Sure, CPUs have been coming with their own integrated graphics for a while now. Maybe for the average consumer trying to do business or type some documents, it’s perfectly fine to have just a CPU doing all the work. However, what if you need to do more? Let’s say you wanna edit some videos or pictures at a high quality regularly, maybe you run high levels of video at 4k+ on a big screen. Maybe you like video games and you want to play all of them, and some at high levels. Well then let’s look at the benefits and reasons to get a GPU.
First, let’s discuss what a GPU does in case you don’t know. A GPU does what a CPU can but shouldn’t always do. What I mean by this is it takes t load off of a CPU by doing anything video/graphic related.
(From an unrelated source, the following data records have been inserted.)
Issue #2349, opened 2024-07-21
Use deepcopy instead of shallow copy in _run_middlewares_and_handlers for middleware data 


coder2020official:
This will allow passing things to post_process in case handler does not want them.

PR #2354, opened 2024-07-27
Use deepcopy instead of a shallow copy for middlewares, #2349

coder2020official:
#2349

### DIFF
--- a/telebot/async_telebot.py
+++ b/telebot/async_telebot.py
@@ -32,7 +32,7 @@ REPLY_MARKUP_TYPES = Union[
 import string
 import random
 import ssl
-
+import copy
 
 """
 Module : telebot
@@ -558,7 +558,7 @@ class AsyncTeleBot:
                             logger.error("It is not allowed to pass data and values inside data to the handler. Check your handler: {}".format(handler['function']))
                             return
                     else:
-                        data_copy = data.copy()
+                        data_copy = copy.deepcopy(data)
                         for key in list(data_copy):
                             # remove data from data_copy if handler does not accept it
                             if key not in params:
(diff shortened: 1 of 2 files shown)


Badiboy:
I'm not sure that is the best way.

As far as I understand - you want this to allow middleware developer to change values of data in HIS handler. For other cases that is not needed and will just make overhead. 

Is it more reasonable to "say" developers who want to change data values in HIS handler to make deepcopy BEFORE make changes?...

deepcopy is more safe way, but I'm in a humble because I'm not sure that LIBRARY should care about it...

coder2020official:
Well, suppose the dev is adding some data, for post_process.
And this data is not being used in handler.
This will cause the data to be lost. However, if deep copy is used - changes made in the deep copy dictionary in _run_middlewares_and_handlers won't affect original data

telebot/async_telebot.py
```diff
@@ -558,7 +558,7 @@ async def _run_middlewares_and_handlers(self, message, handlers, middlewares, up
                             logger.error("It is not allowed to pass data and values inside data to the handler. Check your handler: {}".format(handler['function']))
                             return
                     else:
-                        data_copy = data.copy()
+                        data_copy = copy.deepcopy(data)
```
Tishka17, line 561: You should no copy data. It is required to pass original objects retrieved from middlewares to handlers

coder2020official:
@Badiboy sorry for the inconvenience, we might need to revert this PR
Could you please do this, since I currently can't

coder2020official:
Or maybe let's wait for me to get back to work, I'll be available to check disadvantages of this again on Sunday
Discard previous comment

Badiboy:
I think it may wait for Sunday.

Badiboy:
As I said from the very beginnig: you are trying to think about all developer's needs yourself. It not looks like a good practice, because in most cases you cannot even imagine all cases how the library is used by all hundreds of thousands of developers.

That's why I always propose as much flexibility for developers as it possible. In this case I still think it's better to leave decision about making deepcopy to developer of middleware...

PR #2363, opened 2024-08-11
Revert changes to middlewares

coder2020official:
Decided to revert the changes to middlewares.

To change data in handler, the user will need to have a dict parameter, which will obtain original dict, not a shallow copy.
Values are still passed to post_process regardless of handler.

Sorry for the inconvenience.


Badiboy (approved):

Badiboy:
It's OK

PR #2466, opened 2025-04-05
Add support for processing language parameter in message entities

pplulee:
## Description
Add support for processing code language parameter in `<pre>` tag under message entities

## Describe your tests
How did you test your change?

Python version: 3.12

OS: Windows 11

Send a message containing a code block to the bot, then see the result of the parsed HTML code.

image
image
## Checklist:

### DIFF
--- a/telebot/formatting.py
+++ b/telebot/formatting.py
@@ -425,15 +425,14 @@ def apply_html_entities(text: str, entities: Optional[List], custom_subs: Option
             url = "tg://user?id={0}".format(user.id)
         elif subst_type == "mention":
             url = "https://t.me/{0}".format(upd_text[1:])
-        elif subst_type == "pre":
-            if language is not None:
-                return '<pre><code class="language-{0}">{1}</code></pre>'.format(language, upd_text)
         upd_text = upd_text.replace("&", "&amp;").replace("<", "&lt;").replace(">", "&gt;")
         if not subst_type or not _subs.get(subst_type):
             return upd_text
         subs = _subs.get(subst_type)
         if subst_type == "custom_emoji":
             return subs.format(text=upd_text, custom_emoji_id=custom_emoji_id)
+        elif (subst_type == "pre") and language:
+            return "<pre><code class=\"language-{0}\">{1}</code></pre>".format(language, upd_text)
         return subs.format(text=upd_text, url=url)
 
     offset = 0
--- a/telebot/formatting.py
+++ b/telebot/formatting.py
@@ -418,13 +418,16 @@ def apply_html_entities(text: str, entities: Optional[List], custom_subs: Option
     utf16_text = text.encode("utf-16-le")
     html_text = ""
 
-    def func(upd_text, subst_type=None, url=None, user=None, custom_emoji_id=None):
+    def func(upd_text, subst_type=None, url=None, user=None, custom_emoji_id=None, language=None):
         upd_text = upd_text.decode("utf-16-le")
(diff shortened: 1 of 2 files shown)


Badiboy:
Looks fine. Did you perform tests of this update?

pplulee:
I was unable to run some of the tests, but that seems to be the original problem, not caused by these updates.

For example, in `test_telebot.py`, I'm confused as to why empty data was used. This caused the tests to fail.
image
image

pplulee:
I updated the test file with some optimisations. For the issues mentioned above, environment variables are used directly. All tests now pass.

Also, I added tests for the `apply_html_entities` function.

Badiboy:
> For example, in `test_telebot.py`, I'm confused as to why empty data was used.

You need to pass YOUR bot token there.

Badiboy:
> For the issues mentioned above, environment variables are used directly.

Not absolutely correct due to TOKEN var may not exist if nothing in environment, but better then ''...

pplulee:
> > For example, in `test_telebot.py`, I'm confused as to why empty data was used.
> 
> You need to pass YOUR bot token there.

I saw environment variables for token, but some tests used them and some didn't, so I was confused. I updated to use the same environment variables for all tests so we don't have to manually edit the test files.

Badiboy:
func is designed wrong.

```
    def func(upd_text, subst_type=None, url=None, user=None, custom_emoji_id=None, language=None):
        upd_text = upd_text.decode("utf-16-le")
        if subst_type == "text_mention":
            subst_type = "text_link"
            url = "tg://user?id={0}".format(user.id)
        elif subst_type == "mention":
            url = "https://t.me/{0}".format(upd_text[1:])
        upd_text = upd_text.replace("&", "&amp;").replace("<", "&lt;").replace(">", "&gt;")
        if not subst_type or not _subs.get(subst_type):
            return upd_text
        subs = _subs.get(subst_type)
        if subst_type == "custom_emoji":
            return subs.format(text=upd_text, custom_emoji_id=custom_emoji_id)
        elif (subst_type == "pre") and language:
                return upd_text='<code class="language-{0}">{1}</code>'.format(language, upd_text)
        return subs.format(text=upd_text, url=url)

```
Otherwise symbols like < and > will break the markdown.

pplulee:
> func is designed wrong.
> 
> ```
>     def func(upd_text, subst_type=None, url=None, user=None, custom_emoji_id=None, language=None):
>         upd_text = upd_text.decode("utf-16-le")
>         if subst_type == "text_mention":
>             subst_type = "text_link"
>             url = "tg://user?id={0}".format(user.id)
>         elif subst_type == "mention":
>             url = "https://t.me/{0}".format(upd_text[1:])
>         upd_text = upd_text.replace("&", "&amp;").replace("<", "&lt;").replace(">", "&gt;")
>         if not subst_type or not _subs.get(subst_type):
>             return upd_text
>         subs = _subs.get(subst_type)
>         if subst_type == "custom_emoji":
>             return subs.format(text=upd_text, custom_emoji_id=custom_emoji_id)
>         elif (subst_type == "pre") and language:
>                 return upd_text='<code class="language-{0}">{1}</code>'.format(language, upd_text)
>         return subs.format(text=upd_text, url=url)
> ```
> 
> Otherwise symbols like < and > will break the markdown.

Thanks for pointing out the problem. I've modified the code along the lines of your idea and added a test for special characters.

Badiboy:
Thank you!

As the GPU takes that strain off the CPU it can work harder, and more efficiently, at other tasks. In a nutshell, it’s a graphics performance booster, that eases your CPU.
So for most people, they may find a GPU unnecessary. As it seems like something only for gamers. However, the GPU can be used for a lot of purposes. Let’s say you have a cheap CPU, a cheap/decent GPU can help get the strain off the CPU. A GPU will allow you to do things you normally couldn’t do nearly as quickly such as render a video you edited, taking the render time from minutes to seconds.
Which reminds me as to why it’s a very important tool for artists, game designers, and filmmakers. As without it times to process that graphical information will greatly increase costing people time and money. As these are valuable assets a GPU is important for people with business in digital graphics.
But for most of you, the GPU is, for one thing, gaming. As gaming requires HEAVY video processing very quickly almost all CPUs can’t keep up with modern games at the levels that gamers want. As the GPU will handle all the video and the CPU will handle other tasks the games can run smoother and at a higher quality.
So for most people, I’d say a GPU may not be needed, as the average person is just doing business on their computer, but a GPU requirement varies depending on a multitude of situations, like profession and interests.